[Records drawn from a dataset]
=== Begin Enclosure ===
Issue #2001, opened 2025-03-25
MLX default weight init seems incorrect


ag487:
Seems the default mlx weight initialization is incorrect. Specifically github mlx/python/mlx/nn/layers/linear.py and other similar references.

Generally the starting point for weight init is a normal distribution with mean = zero and variance = 1 / input_dim  or 2 / input_dim (with relu). The issue is discussed in papers like Xavier Glorot "Understanding the difficulty of training deep feedforward neural networks" or Kaiming He "Delving Deep into Rectifiers.."

Like many, mlx uses a uniform distribution to approximate a normal distribution. In this case, mlx uses a uniform distribution with bounds sqrt(1 / input_dim). Mathematically the variance of a uniform distribution with bounds a b is (b - a)^2 / 12. To maintain a zero mean, we set a = -b. To achieve variance = 1 / input_dim = b^2 / 3. Requires bound b = sqrt(3 / input_dim).

As a comparison, look at github pytorch/torch/nn/modules/linear.py the func reset_parameters() uses init.kaiming_uniform_(). Then within pytorch/torch/nn/init.py kaiming_uniform_() multiplies the bound by sqrt(3).

MLX should make a similar adjustment. General training accuracy should improve as a result.

angeloskath:
Indeed our initialization is `sqrt(3)` or someone could even say `sqrt(6)` off from the standard kaiming uniform. To be honest I think at some point it was using normal instead of uniform which made a bit more sense but still.

Personally I don't think this matters as much. Since these analyses both the normalization layers and optimizers have actually changed significantly that I don't think a factor of `~1.5` is going to have a big impact. If people disagree we could fix the default init fairly easily.

AvikantSrivastava:
Hey @awni @angeloskath @ag487 I have raised the PR https://github.com/ml-explore/mlx/pull/2071/files
That adds a parameter for `kaiming_init` 
```
layer = nn.Linear(input_dims=4, output_dims=8, kaiming_init=True)
```

can you folks take a look?

angeloskath:
So the default behavior is actually exactly PyTorch's see the last comment in the PR. I should have checked whether PT is using Kaiming uniform which they aren't.

Closing the issue but as I mentioned in the PR feel free to open an issue specific to any initialization related problems you may encounter.

PR #2071, opened 2025-04-12
Adjust nn layer init with kaiming_init

AvikantSrivastava:
## Proposed changes

Issue: https://github.com/ml-explore/mlx/issues/2001

This PR adds support  Kaiming uniform initialization in the Linear and Bilinear layers of MLX. This brings MLX in line with initialization practices used by PyTorch and others, especially beneficial for models using ReLU activations.

## Checklist

### DIFF
--- a/python/mlx/nn/layers/linear.py
+++ b/python/mlx/nn/layers/linear.py
@@ -55,7 +55,6 @@ class Linear(Module):
         super().__init__()
         init_fn = init.he_uniform()
         self.weight = init_fn(mx.zeros((output_dims, input_dims)))
-
         if bias:
             self.bias = init_fn(mx.zeros((output_dims,)))
 
@@ -108,7 +107,6 @@ class Bilinear(Module):
         super().__init__()
         init_fn = init.he_uniform()
         self.weight = init_fn(mx.zeros((output_dims, input_dims)))
-
         if bias:
             self.bias = init_fn(mx.zeros((output_dims,)))
 
--- a/python/mlx/nn/layers/linear.py
+++ b/python/mlx/nn/layers/linear.py
@@ -45,9 +45,17 @@ class Linear(Module):
           not use a bias. Default is ``True``.
     """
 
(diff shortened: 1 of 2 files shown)


awni:
I don't we should add the kwarg. Just change the initialization. If someone want a different initialization they can use an [initializer](https://ml-explore.github.io/mlx/build/html/python/nn/init.html)

AvikantSrivastava:
> I don't we should add the kwarg. Just change the initialization. If someone want a different initialization they can use an [initializer](https://ml-explore.github.io/mlx/build/html/python/nn/init.html)

@awni Re requesting for a review, I have made the changes that you suggested

AvikantSrivastava:
@awni Can you take a look? 
:)

angeloskath:
Hi @AvikantSrivastava, I think we should close this PR. I am sorry if you wasted time on this.

This started with issue #2001 as you mention. At the time I kinda mentioned that it is not important but didn't even check if PT indeed does use Kaiming uniform initialization. In fact, PT uses exactly the same initialization as we do. The simple check is

```python
import torch
import mlx.nn as nn

D = 100
print(torch.nn.Linear(D, D).weight.std(), nn.Linear(D, D).weight.std())
```

but looking at PT's code they actually use `a=5**0.5` and they even have a comment that it is the same as simple uniform. https://github.com/pytorch/pytorch/blob/1eba9b3aa3c43f86f4a2c807ac8e12c4a7767340/torch/nn/modules/linear.py#L114

If you want to further check this you can walk through the code where `a` is used to compute a `gain` for Kaiming uniform  as `gain = (2 / (1 + a**2))**0.5 = 1/3**0.5` which is precisely the difference we were talking about in the issue.

Given the above I am closing the PR. If you do encounter initialization related issues, please open an issue but you can always just initialize the model by applying any custom init function.

AvikantSrivastava:
This makes a lot of sense @angeloskath, Thanks for the clarification :)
=== End Enclosure ===
WHAT IS REQUIRED: Within the data above, filter for lines containing the word "files" and copy each one.

REPLY TO THE TASK:
Hey @awni @angeloskath @ag487 I have raised the PR https://github.com/ml-explore/mlx/pull/2071/files
(diff shortened: 1 of 2 files shown)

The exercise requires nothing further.